→ **EXERCISE**
Tally up the lines below with "kotlin" in them. Answer with the number only.

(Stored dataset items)
PR #1151, opened 2025-08-16
Fix for kotlin 2

altro3:
Not micronaut gradle plugin is incompatible with `kapt` plugin with version `2.2.10` because DSL was changed and now you can't use KaptArguments with non-string values.

KAPT 1.9.25:
{624F2AED-FDDF-4EBC-815E-E0685E6A4B7B}

KAPT 2.2.10:

{E255C809-6D83-4290-81FA-9743887B2D1A}

This is crittical error, because now you can't use micronaut gradle plugin with gradle 9.0 + kotlin 2 + kapt


altro3:
@melix @graemerocher I think, it's very important fix

Issue #1165, opened 2025-09-30
Updating to 4.5.5 from 4.5.5 causes naligned versions of the junit-platform-engine a


sdelamo:
### Expected Behavior

```
Caused by: org.junit.platform.commons.JUnitException: OutputDirectoryProvider not available; probably due to unaligned versions of the junit-platform-engine and junit-platform-launcher jars on the classpath/module path.
```

A workaround is to add `org.junit.platform:junit-platform-launcher` as a `testRuntimeOnly` dependency.

melix:
I think this is a side effect of a leakage of junit-platform-launcher in previous releases of NBT. Adding `junit-platform-launcher` as a dependency is expected, that's how Gradle does it now, but we can probably do it in our plugin by convention.

sdelamo:
I think we should. This is going to be a puzzled breaking change for users.

PR #1166, opened 2025-10-03
Automatically add `junit-platform-launcher`

melix:
Older Gradle releases used to add this dependency automatically. Since Gradle 8, this is no longer the case (see https://docs.gradle.org/8.12/userguide/upgrading_version_8.html#manually_declaring_dependencies).

However, Native Build Tools used to leak this dependency, which caused other issues like duplicate entries on classpath. Since we upgraded to 0.11.1, this is no longer the case.

Therefore, users who upgrade may see an error if they don't add this dependency explicitly. To workaround this and make transition smoother, we're adding the dependency back implicitly.


graemerocher (approved):

melix:
Closes #1165

PR #1203, opened 2025-12-17
Detect IntelliJ Sync

melix:
This commit detects if IntelliJ is synchronizing the project classpath, in which case we don't add any test resources dependency, nor enable test resources, so that these are not added to the libraries that the user would see in the IDE.


dstepanov (approved):

melix:
I don't think there's anything official, but it works.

→ **ANSWER AREA**
2